T-Mobile and Microsoft announced that a Microsoft subsidiary had suffered a “data-service disruption” that wiped out all Sidekick users’ contacts, calendar entries, to-do lists, and photos. In the joint statement, Microsoft/Danger and T-Mobile said its teams were working “around the clock in hopes of discovering some way to recover this information.” However, it noted that the likelihood of doing so “is extremely low.” – From NewsFactor.com (Oct 12, 2009)

Google Search and Google News performance slowed to a crawl, while an outage seemed to spread from Gmail to Google Maps and Google Reader. From ComputerWorld (May 4, 2009)

It’s hard to believe in this day and age that we should hear of data recovery being an issue, isn’t it?  Even the government has explicit input into this worrisome problem.  Yet in the past six months we’ve seen two major Cloud Computing corporate faux pas.  More correctly, here we are talking about Business Continuity or drilling down one level, Workforce Continuity

One of my colleagues, who shall remain nameless, was aghast with these news releases and asked if it would negatively affect the push we are seeing in industry toward consumption based delivery of IT services.  Specifically, if Citrix technology was associated with one such disaster as a part of the Citrix Service Provider program, would we end up with a “black eye” and thus a negative brand implication?

Ironically, when I was working on our CSP TCO/ROI calculator, the question came up about Disaster Recovery and whether or not service providers offer it as a part of their subscription/hosting business.

The next logical question is ‘Do service providers also provide some form of disaster recovery for themselves?’  It’s one thing to back up data for the end customer, but what if the service providers’ whole farm goes down?  Well… this is really a great question, but as we’ve seen from the recent press, it may be a matter of big fish vs. small fish.  For example, smaller hosting/service providers can and do back up their data using larger enterprises such as Amazon’s S3. Why?  The costs are relatively low and the processes relatively easy to use. 

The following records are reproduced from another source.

PR #964, opened 2026-06-01
Better spacecraft position handling

svank:
* When we write L0s, we:
  * use the GPS position closest to the middle of the exposure
  * use DATE-OBS, not DATE-BEG, to convert between frames. (For heliocentric frames, the difference is 1/2 exposure time * Earth's orbital motion, which comes out to ~0.1 R_earth.)
  * write position and velocity in several additional frames:
    * GEO: geo-centric (ITRS) cartesian x/y/z, to pair with vx/vy/vz
    * GEI: geocentric earth equatorial
    * GSE: geocentric solar ecliptic
    * There's at least one other instrument writing each of GEI and GSE, and the three-letter codes are on https://docs.sunpy.org/en/stable/reference/coordinates/index.html, so they must be at least quasi-standard. GEO is the raw GPS coordinate converted to cartesian, so it's a natural choice for providing minimally-processed values.
* When we read a FITS file, we now read the celestial WCS into a GCRSWCS object, which subclasses WCS to accept & return coordinates in GCRS. It reads the GEO* keys from the header to get the coordinate origin position and velocity. Using this simplifies the alignment code.
* `NormalizedMetadata.get` now returns an actual value, not a MetaField, because otherwise the ability to provide a default value doesn't make sense.


jmbhughes (approved):
@svank I wonder if we should change the quaternion to WCS conversion to use the middle XACT packet instead of interpolating the before and after ones. That can be a separate PR though.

Also, because storage arrays are relatively inexpensive and technologies such automated failover are available, many smaller scale service providers opt to use their own backup and recovery systems on premise.

So one might ask, what about the big guys (Google, Amazon, Microsoft)?  Who provides their data recovery systems?  Well… based on the performance recorded in the press over the past few months, that appears to be a very good question.  There are speculations that because large Cloud Compute companies use (very) low cost equipment (servers and storage arrays) that duplicating real-time data for instantaneous recovery is just a part of their operations.  But is it really?

One of the challenges with scale is that you have to have enough compute power and storage to not only service the masses, but to provide continuity (and backup) in the event of a catastrophic failure.  Will negative press such as that from Google and Microsoft’s “Danger” (what a name for a DR company!) keep businesses from using service providers for their mission critical data?  Anecdotally I’ve got to say no… at least at the SMB level because the data shows an increase in off premise IT services.  But maybe Google and Microsoft need to take a closer look at how they handle these types of services, especially for the large enterprises.

I’ve got a question for you. When was the last time you actually tested your Business Continuity system?  I mean, really tested a failure to see if your processes meet your users’ expectations?  Don’t get caught in the news answering the question like these guys did!